■ Task details:
Scan the records below for the string "amazonaws" and return every line where it appears.

(Data items)
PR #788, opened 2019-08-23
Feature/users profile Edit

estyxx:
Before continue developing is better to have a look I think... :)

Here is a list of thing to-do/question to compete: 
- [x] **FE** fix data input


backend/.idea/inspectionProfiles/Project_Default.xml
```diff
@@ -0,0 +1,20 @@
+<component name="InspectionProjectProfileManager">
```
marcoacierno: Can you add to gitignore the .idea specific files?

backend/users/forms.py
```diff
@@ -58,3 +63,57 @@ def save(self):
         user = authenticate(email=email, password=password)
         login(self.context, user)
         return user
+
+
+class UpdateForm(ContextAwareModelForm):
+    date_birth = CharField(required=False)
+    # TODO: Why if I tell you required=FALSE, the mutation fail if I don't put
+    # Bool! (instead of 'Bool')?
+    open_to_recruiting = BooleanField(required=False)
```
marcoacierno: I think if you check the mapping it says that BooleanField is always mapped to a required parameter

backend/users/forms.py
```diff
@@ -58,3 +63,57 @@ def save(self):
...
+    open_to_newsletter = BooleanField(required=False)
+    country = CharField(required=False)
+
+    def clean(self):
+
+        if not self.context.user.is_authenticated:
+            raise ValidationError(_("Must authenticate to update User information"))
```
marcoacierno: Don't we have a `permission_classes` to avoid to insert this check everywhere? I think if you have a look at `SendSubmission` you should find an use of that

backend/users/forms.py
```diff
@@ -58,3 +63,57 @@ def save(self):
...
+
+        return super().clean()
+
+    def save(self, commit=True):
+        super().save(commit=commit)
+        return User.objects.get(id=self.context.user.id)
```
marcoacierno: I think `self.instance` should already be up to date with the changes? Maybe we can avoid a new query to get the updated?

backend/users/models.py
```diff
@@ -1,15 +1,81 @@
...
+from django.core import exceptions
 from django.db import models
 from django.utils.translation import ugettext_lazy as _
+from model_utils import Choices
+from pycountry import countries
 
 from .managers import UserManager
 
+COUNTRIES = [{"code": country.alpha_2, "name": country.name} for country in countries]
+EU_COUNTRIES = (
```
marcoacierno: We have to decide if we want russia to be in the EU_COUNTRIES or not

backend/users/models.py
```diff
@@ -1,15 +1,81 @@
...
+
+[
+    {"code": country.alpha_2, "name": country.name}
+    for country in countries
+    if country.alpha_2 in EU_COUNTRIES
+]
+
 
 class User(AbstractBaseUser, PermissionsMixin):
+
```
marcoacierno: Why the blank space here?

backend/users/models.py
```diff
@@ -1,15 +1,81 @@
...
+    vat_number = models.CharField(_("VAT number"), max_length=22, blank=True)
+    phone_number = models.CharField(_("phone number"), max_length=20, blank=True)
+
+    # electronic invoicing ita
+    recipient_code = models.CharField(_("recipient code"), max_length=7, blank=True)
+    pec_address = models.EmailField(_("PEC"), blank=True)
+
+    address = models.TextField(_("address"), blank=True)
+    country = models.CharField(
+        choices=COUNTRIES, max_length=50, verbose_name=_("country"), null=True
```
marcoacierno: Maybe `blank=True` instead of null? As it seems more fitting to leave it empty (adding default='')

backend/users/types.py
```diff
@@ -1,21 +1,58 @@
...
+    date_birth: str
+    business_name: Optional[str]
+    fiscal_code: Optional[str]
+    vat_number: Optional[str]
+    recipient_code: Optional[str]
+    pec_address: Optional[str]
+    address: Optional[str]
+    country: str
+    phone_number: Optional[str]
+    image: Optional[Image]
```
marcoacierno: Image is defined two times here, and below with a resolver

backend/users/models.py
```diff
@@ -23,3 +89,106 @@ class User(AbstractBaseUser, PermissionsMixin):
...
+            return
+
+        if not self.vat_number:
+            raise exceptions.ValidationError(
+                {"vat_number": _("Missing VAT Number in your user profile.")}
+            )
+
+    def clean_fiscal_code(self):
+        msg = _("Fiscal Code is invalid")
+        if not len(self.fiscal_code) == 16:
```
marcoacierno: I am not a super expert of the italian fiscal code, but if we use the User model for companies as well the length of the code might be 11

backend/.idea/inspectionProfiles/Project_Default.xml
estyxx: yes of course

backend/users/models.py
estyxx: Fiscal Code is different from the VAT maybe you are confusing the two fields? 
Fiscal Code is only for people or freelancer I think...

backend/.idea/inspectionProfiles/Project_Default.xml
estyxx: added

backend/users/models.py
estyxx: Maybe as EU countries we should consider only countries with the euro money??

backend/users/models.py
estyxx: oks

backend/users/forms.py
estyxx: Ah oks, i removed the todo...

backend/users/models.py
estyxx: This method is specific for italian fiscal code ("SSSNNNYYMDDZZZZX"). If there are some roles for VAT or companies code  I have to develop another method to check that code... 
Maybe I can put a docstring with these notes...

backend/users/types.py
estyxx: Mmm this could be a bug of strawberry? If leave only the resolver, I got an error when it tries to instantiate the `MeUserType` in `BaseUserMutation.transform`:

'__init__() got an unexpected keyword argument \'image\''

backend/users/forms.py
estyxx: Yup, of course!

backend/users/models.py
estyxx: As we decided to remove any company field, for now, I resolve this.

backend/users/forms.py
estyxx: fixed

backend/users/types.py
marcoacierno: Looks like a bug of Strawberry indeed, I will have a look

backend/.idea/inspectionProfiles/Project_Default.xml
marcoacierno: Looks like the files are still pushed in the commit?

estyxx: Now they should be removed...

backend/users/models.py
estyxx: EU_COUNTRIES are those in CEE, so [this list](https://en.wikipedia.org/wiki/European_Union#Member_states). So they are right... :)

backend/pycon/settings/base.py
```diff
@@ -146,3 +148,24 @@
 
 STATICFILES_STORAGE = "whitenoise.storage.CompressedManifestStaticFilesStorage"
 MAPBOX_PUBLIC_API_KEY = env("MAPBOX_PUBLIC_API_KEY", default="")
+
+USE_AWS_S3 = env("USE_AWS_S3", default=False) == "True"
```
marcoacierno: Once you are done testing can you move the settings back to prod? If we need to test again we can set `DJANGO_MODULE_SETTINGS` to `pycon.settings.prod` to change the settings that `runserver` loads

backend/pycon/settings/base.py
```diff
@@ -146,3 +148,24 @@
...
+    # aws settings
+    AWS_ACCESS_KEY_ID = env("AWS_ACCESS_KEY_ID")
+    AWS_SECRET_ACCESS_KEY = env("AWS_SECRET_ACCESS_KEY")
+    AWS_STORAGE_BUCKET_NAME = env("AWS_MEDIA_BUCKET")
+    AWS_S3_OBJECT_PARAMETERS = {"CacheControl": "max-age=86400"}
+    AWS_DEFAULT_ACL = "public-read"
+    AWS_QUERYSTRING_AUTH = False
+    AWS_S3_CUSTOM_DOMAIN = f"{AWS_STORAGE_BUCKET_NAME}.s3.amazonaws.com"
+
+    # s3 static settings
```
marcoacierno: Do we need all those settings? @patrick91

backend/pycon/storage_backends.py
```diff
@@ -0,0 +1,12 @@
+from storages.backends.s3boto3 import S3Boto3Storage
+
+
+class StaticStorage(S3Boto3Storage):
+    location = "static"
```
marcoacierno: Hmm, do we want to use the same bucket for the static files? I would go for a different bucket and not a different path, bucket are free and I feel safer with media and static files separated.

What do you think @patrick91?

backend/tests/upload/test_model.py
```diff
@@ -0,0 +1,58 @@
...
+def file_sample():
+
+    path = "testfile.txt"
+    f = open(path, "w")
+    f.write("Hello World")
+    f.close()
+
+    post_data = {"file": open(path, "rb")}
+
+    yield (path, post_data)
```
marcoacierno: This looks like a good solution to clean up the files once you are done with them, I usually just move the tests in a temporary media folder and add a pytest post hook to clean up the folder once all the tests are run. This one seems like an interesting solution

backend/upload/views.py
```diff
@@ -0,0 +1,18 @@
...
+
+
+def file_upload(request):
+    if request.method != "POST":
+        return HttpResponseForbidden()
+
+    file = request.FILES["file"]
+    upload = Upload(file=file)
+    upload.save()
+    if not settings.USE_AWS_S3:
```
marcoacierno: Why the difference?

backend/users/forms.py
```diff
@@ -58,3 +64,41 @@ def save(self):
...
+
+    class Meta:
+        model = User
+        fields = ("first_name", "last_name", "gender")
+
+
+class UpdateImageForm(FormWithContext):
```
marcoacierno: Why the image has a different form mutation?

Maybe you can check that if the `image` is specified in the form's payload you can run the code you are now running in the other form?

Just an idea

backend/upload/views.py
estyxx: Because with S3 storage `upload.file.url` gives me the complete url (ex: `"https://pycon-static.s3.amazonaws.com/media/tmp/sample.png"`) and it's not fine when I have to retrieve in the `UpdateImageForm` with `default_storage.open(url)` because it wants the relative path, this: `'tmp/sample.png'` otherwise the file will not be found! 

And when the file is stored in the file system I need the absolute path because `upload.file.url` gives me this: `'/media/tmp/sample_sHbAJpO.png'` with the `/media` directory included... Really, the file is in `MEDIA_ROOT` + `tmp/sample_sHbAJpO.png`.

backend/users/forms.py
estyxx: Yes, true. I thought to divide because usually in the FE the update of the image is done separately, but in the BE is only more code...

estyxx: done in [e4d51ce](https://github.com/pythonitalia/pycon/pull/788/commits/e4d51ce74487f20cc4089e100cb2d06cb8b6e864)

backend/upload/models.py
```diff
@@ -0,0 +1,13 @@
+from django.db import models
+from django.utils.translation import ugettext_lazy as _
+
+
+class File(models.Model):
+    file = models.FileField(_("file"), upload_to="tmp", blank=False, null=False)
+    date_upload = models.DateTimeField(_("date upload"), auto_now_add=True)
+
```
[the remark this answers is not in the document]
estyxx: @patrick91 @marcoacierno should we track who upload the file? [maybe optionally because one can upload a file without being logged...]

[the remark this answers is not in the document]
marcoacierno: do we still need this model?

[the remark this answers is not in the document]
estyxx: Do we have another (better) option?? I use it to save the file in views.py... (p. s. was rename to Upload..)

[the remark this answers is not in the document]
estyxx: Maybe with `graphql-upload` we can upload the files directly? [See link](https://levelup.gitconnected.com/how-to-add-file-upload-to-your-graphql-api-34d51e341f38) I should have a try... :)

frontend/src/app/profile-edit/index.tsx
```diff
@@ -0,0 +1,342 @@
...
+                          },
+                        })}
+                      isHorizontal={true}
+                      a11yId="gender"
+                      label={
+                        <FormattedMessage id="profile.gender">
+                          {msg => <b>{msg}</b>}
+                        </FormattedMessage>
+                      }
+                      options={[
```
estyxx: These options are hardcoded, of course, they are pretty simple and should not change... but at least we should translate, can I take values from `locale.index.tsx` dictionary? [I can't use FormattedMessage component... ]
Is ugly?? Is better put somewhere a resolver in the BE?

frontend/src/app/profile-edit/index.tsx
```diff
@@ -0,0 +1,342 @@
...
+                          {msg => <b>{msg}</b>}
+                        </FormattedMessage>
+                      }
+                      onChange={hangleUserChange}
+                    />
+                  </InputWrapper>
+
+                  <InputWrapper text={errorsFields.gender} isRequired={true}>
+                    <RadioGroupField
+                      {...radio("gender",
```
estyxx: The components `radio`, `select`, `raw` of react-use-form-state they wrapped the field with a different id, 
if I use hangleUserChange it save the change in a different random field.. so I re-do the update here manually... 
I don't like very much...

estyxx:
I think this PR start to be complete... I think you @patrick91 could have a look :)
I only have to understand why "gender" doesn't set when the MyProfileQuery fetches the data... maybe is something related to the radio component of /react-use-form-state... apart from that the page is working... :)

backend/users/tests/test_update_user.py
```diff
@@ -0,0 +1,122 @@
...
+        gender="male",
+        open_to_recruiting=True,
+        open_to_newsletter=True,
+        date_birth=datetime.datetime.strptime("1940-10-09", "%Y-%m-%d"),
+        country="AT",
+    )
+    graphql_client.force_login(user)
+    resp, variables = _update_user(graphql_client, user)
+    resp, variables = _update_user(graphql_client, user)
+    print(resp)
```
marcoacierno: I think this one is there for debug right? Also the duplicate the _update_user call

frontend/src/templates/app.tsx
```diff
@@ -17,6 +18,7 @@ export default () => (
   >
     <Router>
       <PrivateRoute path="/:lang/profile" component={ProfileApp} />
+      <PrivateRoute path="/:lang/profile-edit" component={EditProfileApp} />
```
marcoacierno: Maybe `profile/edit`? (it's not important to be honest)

■ Final answer:
+    AWS_S3_CUSTOM_DOMAIN = f"{AWS_STORAGE_BUCKET_NAME}.s3.amazonaws.com"
estyxx: Because with S3 storage `upload.file.url` gives me the complete url (ex: `"https://pycon-static.s3.amazonaws.com/media/tmp/sample.png"`) and it's not fine when I have to retrieve in the `UpdateImageForm` with `default_storage.open(url)` because it wants the relative path, this: `'tmp/sample.png'` otherwise the file will not be found! 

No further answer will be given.